**Supplied entries:**
Issue #1031, opened 2025-02-10
Climbing/Climbable Blocks


careeoki:
The player should be able to climb up certain blocks, like ropes, vines, ladders, etc.

PR #1266, opened 2025-04-02
Add climbing

ChibChi:
This pull request adds the `climbable: bool` block trait, block detection for climbable blocks and player input handeling.

Related to: https://github.com/PixelGuys/Cubyz/issues/1031


IntegratedQuantum (changes requested):
Instead of doing 4 more collision checks per frame, could you maybe reuse the code from block touch detection added in #1143?

ChibChi:
Climbing on blocks with collision works pretty good. Blocks without collision on the other hand... they start i climb when passing through. Should the player be able to walk through without obstruction?

IntegratedQuantum (changes requested):
> [Use intersections instead of collisions](https://github.com/PixelGuys/Cubyz/pull/1266/commits/a2d08dffaf5072e3aa0b8aca605083809b70e329)

I think you misunderstood me. I want you to reuse the intersection results from there, by e.g. adding a touch callback for climbable blocks or something like that.
What you have done here is better than before, but it's still one extra pass that iterates through all blocks in the player's hitbox.

Also sorry for the late review, I had to focus on the new network system.

ChibChi:
> I think you misunderstood me. I want you to reuse the intersection results from there, by e.g. adding a touch callback for climbable blocks or something like that. What you have done here is better than before, but it's still one extra pass that iterates through all blocks in the player's hitbox.

I didn't do this because I felt like it would be too restrictive. I'm using a smaller hitbox to prevent the player from skipping gaps.

IntegratedQuantum:
> I didn't do this because I felt like it would be too restrictive.

If it's too restrictive, then please improve the interface of touch events.

We can't keep adding a new collision test call for every single addition to the physics system. These are not cheap at all!

> I'm using a smaller hitbox to prevent the player from skipping gaps.

According to the code you are using a larger hitbox, also what do you mean by skipping gaps?

src/game.zig
```diff
@@ -836,36 +872,12 @@ pub fn update(deltaTime: f64) void { // MARK: update()
...
-
-				// Check blocks below to get over the edge
-				const downBlock = main.renderer.mesh_storage.getBlock(x, y, z - 1);
-				const diagonalDownBlock = main.renderer.mesh_storage.getBlock(x + blockOffsetX, y + blockOffsetY, z - 1);
-
-				break :isClimbing Player.climbing and (downBlock.?.climbable() or diagonalDownBlock.?.climbable());
-			}
-		} else break :isClimbing false;
-	};
+	const footHitbox: collision.Box = .{.min = -Player.outerBoundingBoxExtent, .max = Player.outerBoundingBoxExtent*Vec3d{1, 1, -0.1}};
```
ChibChi: > According to the code you are using a larger hitbox

I did use a smaller hitbox unless I'm missing something.

> what do you mean by skipping gaps?

In Minecraft it used to be possible to climb ladders where every other block is a ladder block.

src/game.zig
```diff
@@ -414,8 +414,9 @@ pub const collision = struct {
 					if(block == null)
 						continue;
 
-					// TODO Find a way to prevent the entity to skip gaps
-					if(block.?.climbable() and !entity.climbing) {
+					// Prevent the entity from skipping gaps
+					const isBelowTop = posZ < maxZ;
```
ChibChi, line 418: Now i kind of ignore the top blocks which feels cheaty

src/game.zig
IntegratedQuantum: Oh, I see, I was looking at the wrong thing.

> In Minecraft it used to be possible to climb ladders where every other block is a ladder block.

In my mind this should be possible, but slower. Mabye we could have a climbing speed parameter that gets averaged of the entire area of the player hitbox in the movement direction. Then you could also assign different climbing speeds to different climbable blocks. E.g. ivy could have a slower climbing speed.

Take a look at the ice code for an example of this averaging on a different axis.

src/game.zig
```diff
@@ -904,6 +1002,9 @@ pub fn update(deltaTime: f64) void { // MARK: update()
 						movementSpeed = @max(movementSpeed, 5.5);
 						movementDir[2] += 5.5;
 					}
+				} else if(Player.super.climbing) {
+					movementSpeed = @max(movementSpeed, Player.currentClimbSpeed*0.7);
```
IntegratedQuantum, line 1006: This feels wrong. When jumping next to a climbable block you should be able to keep your jumping speed, slowly slowing down to the ladder speed due to gravity.

Furthermore using `@min` and `@max` in collision code is always bad, since it has the ability to cut your velocity instantly as soon as you touch a certain block.
It's better to use friction to slow it down slowly instead.

src/game.zig
```diff
@@ -904,6 +1002,9 @@ pub fn update(deltaTime: f64) void { // MARK: update()
...
+					movementDir += up*@as(Vec3d, @splat(walkingSpeed));
```
IntegratedQuantum, line 1007: `movementDir` is normalized.
This has the side effect off slowing you down even if you just walk alongside a climbable block.
Up direction should be handled separately here.

src/game.zig
```diff
@@ -1010,6 +1111,10 @@ pub fn update(deltaTime: f64) void { // MARK: update()
 			move[i] = a/frictionCoefficient*deltaTime - c_1/frictionCoefficient*@exp(-frictionCoefficient*deltaTime) + c_1/frictionCoefficient;
 		}
 
+		if(Player.super.climbing and Player.crouching and move[2] < 0) {
+			move[2] = 0;
```
IntegratedQuantum, line 1115: This is bad since it allows you to negate any fall damage by jumping onto a ladder. There should be a velocity limit beyond which you cannot hold onto the climbable block.

src/game.zig
```diff
@@ -407,13 +487,24 @@ pub const collision = struct {
 				while(posZ <= maxZ) : (posZ += 1) {
 					const block: ?Block =
 						if(side == .client) main.renderer.mesh_storage.getBlock(posX, posY, posZ) else main.server.world.?.getBlock(posX, posY, posZ);
-					if(block == null or block.?.touchFunction() == null)
+					if(block == null)
 						continue;
+
+					// climbing
+					if(block.?.climbable() and !entity.climbing) {
+						const touchX: bool = isBlockIntersecting(block.?, posX, posY, posZ, center, extendClimableX);
```
IntegratedQuantum, line 495: Is there any reason why you cannot use the `touchX` defined below?

IntegratedQuantum (changes requested):
Also could you make ivy climbable as an example to make testing easier?

src/game.zig
```diff
@@ -1193,7 +1298,13 @@ pub fn update(deltaTime: f64) void { // MARK: update()
 		} else if(Player.eyeCoyote > 0) {
 			Player.eyePos[2] -= move[2];
 		}
-		collision.touchBlocks(Player.super, hitBox, .client);
+
+		var climbAmount: f32 = 0.01;
+		if(!Player.onGround or KeyBoard.key("jump").pressed) {
+			climbAmount = 0.4;
```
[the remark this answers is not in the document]
ChibChi: I made it this big as a QOL feature. With an amount of `0.01` its incredibly difficult to grab onto blocks. It could be smaller of course.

**Task brief:**
Set the whole listing down again, unchanged.

**Solution below:**
Issue #1031, opened 2025-02-10
Climbing/Climbable Blocks


careeoki:
The player should be able to climb up certain blocks, like ropes, vines, ladders, etc.

PR #1266, opened 2025-04-02
Add climbing

ChibChi:
This pull request adds the `climbable: bool` block trait, block detection for climbable blocks and player input handeling.

Related to: https://github.com/PixelGuys/Cubyz/issues/1031


IntegratedQuantum (changes requested):
Instead of doing 4 more collision checks per frame, could you maybe reuse the code from block touch detection added in #1143?

ChibChi:
Climbing on blocks with collision works pretty good. Blocks without collision on the other hand... they start i climb when passing through. Should the player be able to walk through without obstruction?

IntegratedQuantum (changes requested):
> [Use intersections instead of collisions](https://github.com/PixelGuys/Cubyz/pull/1266/commits/a2d08dffaf5072e3aa0b8aca605083809b70e329)

I think you misunderstood me. I want you to reuse the intersection results from there, by e.g. adding a touch callback for climbable blocks or something like that.
What you have done here is better than before, but it's still one extra pass that iterates through all blocks in the player's hitbox.

Also sorry for the late review, I had to focus on the new network system.

ChibChi:
> I think you misunderstood me. I want you to reuse the intersection results from there, by e.g. adding a touch callback for climbable blocks or something like that. What you have done here is better than before, but it's still one extra pass that iterates through all blocks in the player's hitbox.

I didn't do this because I felt like it would be too restrictive. I'm using a smaller hitbox to prevent the player from skipping gaps.

IntegratedQuantum:
> I didn't do this because I felt like it would be too restrictive.

If it's too restrictive, then please improve the interface of touch events.

We can't keep adding a new collision test call for every single addition to the physics system. These are not cheap at all!

> I'm using a smaller hitbox to prevent the player from skipping gaps.

According to the code you are using a larger hitbox, also what do you mean by skipping gaps?

src/game.zig
```diff
@@ -836,36 +872,12 @@ pub fn update(deltaTime: f64) void { // MARK: update()
...
-
-				// Check blocks below to get over the edge
-				const downBlock = main.renderer.mesh_storage.getBlock(x, y, z - 1);
-				const diagonalDownBlock = main.renderer.mesh_storage.getBlock(x + blockOffsetX, y + blockOffsetY, z - 1);
-
-				break :isClimbing Player.climbing and (downBlock.?.climbable() or diagonalDownBlock.?.climbable());
-			}
-		} else break :isClimbing false;
-	};
+	const footHitbox: collision.Box = .{.min = -Player.outerBoundingBoxExtent, .max = Player.outerBoundingBoxExtent*Vec3d{1, 1, -0.1}};
```
ChibChi: > According to the code you are using a larger hitbox

I did use a smaller hitbox unless I'm missing something.

> what do you mean by skipping gaps?

In Minecraft it used to be possible to climb ladders where every other block is a ladder block.

src/game.zig
```diff
@@ -414,8 +414,9 @@ pub const collision = struct {
 					if(block == null)
 						continue;
 
-					// TODO Find a way to prevent the entity to skip gaps
-					if(block.?.climbable() and !entity.climbing) {
+					// Prevent the entity from skipping gaps
+					const isBelowTop = posZ < maxZ;
```
ChibChi, line 418: Now i kind of ignore the top blocks which feels cheaty

src/game.zig
IntegratedQuantum: Oh, I see, I was looking at the wrong thing.

> In Minecraft it used to be possible to climb ladders where every other block is a ladder block.

In my mind this should be possible, but slower. Mabye we could have a climbing speed parameter that gets averaged of the entire area of the player hitbox in the movement direction. Then you could also assign different climbing speeds to different climbable blocks. E.g. ivy could have a slower climbing speed.

Take a look at the ice code for an example of this averaging on a different axis.

src/game.zig
```diff
@@ -904,6 +1002,9 @@ pub fn update(deltaTime: f64) void { // MARK: update()
 						movementSpeed = @max(movementSpeed, 5.5);
 						movementDir[2] += 5.5;
 					}
+				} else if(Player.super.climbing) {
+					movementSpeed = @max(movementSpeed, Player.currentClimbSpeed*0.7);
```
IntegratedQuantum, line 1006: This feels wrong. When jumping next to a climbable block you should be able to keep your jumping speed, slowly slowing down to the ladder speed due to gravity.

Furthermore using `@min` and `@max` in collision code is always bad, since it has the ability to cut your velocity instantly as soon as you touch a certain block.
It's better to use friction to slow it down slowly instead.

src/game.zig
```diff
@@ -904,6 +1002,9 @@ pub fn update(deltaTime: f64) void { // MARK: update()
...
+					movementDir += up*@as(Vec3d, @splat(walkingSpeed));
```
IntegratedQuantum, line 1007: `movementDir` is normalized.
This has the side effect off slowing you down even if you just walk alongside a climbable block.
Up direction should be handled separately here.

src/game.zig
```diff
@@ -1010,6 +1111,10 @@ pub fn update(deltaTime: f64) void { // MARK: update()
 			move[i] = a/frictionCoefficient*deltaTime - c_1/frictionCoefficient*@exp(-frictionCoefficient*deltaTime) + c_1/frictionCoefficient;
 		}
 
+		if(Player.super.climbing and Player.crouching and move[2] < 0) {
+			move[2] = 0;
```
IntegratedQuantum, line 1115: This is bad since it allows you to negate any fall damage by jumping onto a ladder. There should be a velocity limit beyond which you cannot hold onto the climbable block.

src/game.zig
```diff
@@ -407,13 +487,24 @@ pub const collision = struct {
 				while(posZ <= maxZ) : (posZ += 1) {
 					const block: ?Block =
 						if(side == .client) main.renderer.mesh_storage.getBlock(posX, posY, posZ) else main.server.world.?.getBlock(posX, posY, posZ);
-					if(block == null or block.?.touchFunction() == null)
+					if(block == null)
 						continue;
+
+					// climbing
+					if(block.?.climbable() and !entity.climbing) {
+						const touchX: bool = isBlockIntersecting(block.?, posX, posY, posZ, center, extendClimableX);
```
IntegratedQuantum, line 495: Is there any reason why you cannot use the `touchX` defined below?

IntegratedQuantum (changes requested):
Also could you make ivy climbable as an example to make testing easier?

src/game.zig
```diff
@@ -1193,7 +1298,13 @@ pub fn update(deltaTime: f64) void { // MARK: update()
 		} else if(Player.eyeCoyote > 0) {
 			Player.eyePos[2] -= move[2];
 		}
-		collision.touchBlocks(Player.super, hitBox, .client);
+
+		var climbAmount: f32 = 0.01;
+		if(!Player.onGround or KeyBoard.key("jump").pressed) {
+			climbAmount = 0.4;
```
[the remark this answers is not in the document]
ChibChi: I made it this big as a QOL feature. With an amount of `0.01` its incredibly difficult to grab onto blocks. It could be smaller of course.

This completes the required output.